Defensively the United States is developing Ulugan Bay in Palawan to block access to the Sulu Sea. The Camilo Osias Naval Base on the extreme tip of Luzon has the potential to become crucial. The Sunda and Malacca straits are important chokepoints. And of course there are the bases in Guam, Japan and Okinawa. But the keys to whole defense are Taiwan and the Philippines. Japan has an existential stake in holding these. Without them the whole TGT falls and Japan must reconcile itself to being a vassal of China.

But does Washington have any such stake? Or more to the point, does Obama? The USN arguably has the fallback of distant blockade from the Indian Ocean. It can interdict the Chinese supply route from much further back than Japan. This is an inferior strategy. But the point is that the national survival of the United States does not directly depend on the survival of Japan — or even Australia.
Third, China--and Russia--have been acting to weaken the U.S. and its allies in the Middle-East. Both the Russians and Chinese supported the Assad regime in Syria (and, hence, Iran) because they knew the U.S. would expend considerable resources to contain Iran rather than focus on Russia and China. I would not be surprise if China--which has been investing heavily in Pakistan of late--is behind Pakistan's public pronouncement that it will not be providing nuclear weapons to Saudi Arabia.
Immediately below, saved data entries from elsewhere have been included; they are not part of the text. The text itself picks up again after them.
PR #295, opened 2020-03-13
Release v0.15

ludwigschwardt:
This updates the changelog, which will get merged back into master. The final commit will be tagged as v0.15 and released.

### DIFF
--- a/NEWS.rst
+++ b/NEWS.rst
@@ -4,9 +4,11 @@ History
 0.15 (2020-03-13)
 -----------------
 * Improve S3 chunk store: check tokens, improve timeouts and retries (#272 - #277)
+* Retry truncated reads and 50x errors due to S3 server overload (#274)
 * Apply flux calibration if available (#278, #279)
 * Improve mvf_rechunk and mvf_read_benchmark scripts (#280, #281, #284)
 * Fix selection by target description (#271)
+* Mark Python 2 support as deprecated (#282)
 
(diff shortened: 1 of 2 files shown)


NEWS.rst
```diff
@@ -1,6 +1,13 @@
 History
 =======
 
+0.15 (2020-03-13)
+-----------------
+* Improve S3 chunk store: check tokens, improve timeouts and retries (#272 - #277)
+* Apply flux calibration if available (#278, #279)
+* Improve mvf_rechunk and mvf_read_benchmark scripts (#280, #281, #284)
+* Fix selection by target description (#271)
```
bmerry: Maybe add a note that Python 2 support is deprecated?

NEWS.rst
```diff
@@ -1,6 +1,13 @@
 History
 =======
 
+0.15 (2020-03-13)
+-----------------
+* Improve S3 chunk store: check tokens, improve timeouts and retries (#272 - #277)
```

Behind this all, though, is our weak leader, completely out of touch with the reality of the situation. As Fernandez points out in his "Little Green Men" article, "None of this has escaped Russian, Chinese or radical Islamic notice.  They have got the president’s obvious limits down pat. Obama’s approach to aggression is to give proxies a bunch of weapons and training at arms length, then 'run out the clock'." More to the point is J.R. Nyquist, who writes:
The poor blameless Chinese and Russian militarists are Obama's “victims.” Yet if Obama is so wicked, then why did the “excellent Polish analyst” cited by Cernea say the Russians must act before Obama’s second term is up? Perhaps Obama isn’t an imperialist after all. Perhaps, for Russia and China, he represents an opportunity, a strategic opening, that Moscow must soon act upon. And yes, there is danger of war. But this danger is not because of Obama’s imperialism but on account of Obama’s weakness.
The rural roads in the Ukraine and Russia will soon dry out to be passable to armored vehicles, so perhaps the next few weeks will show us if this indirect war will become more direct.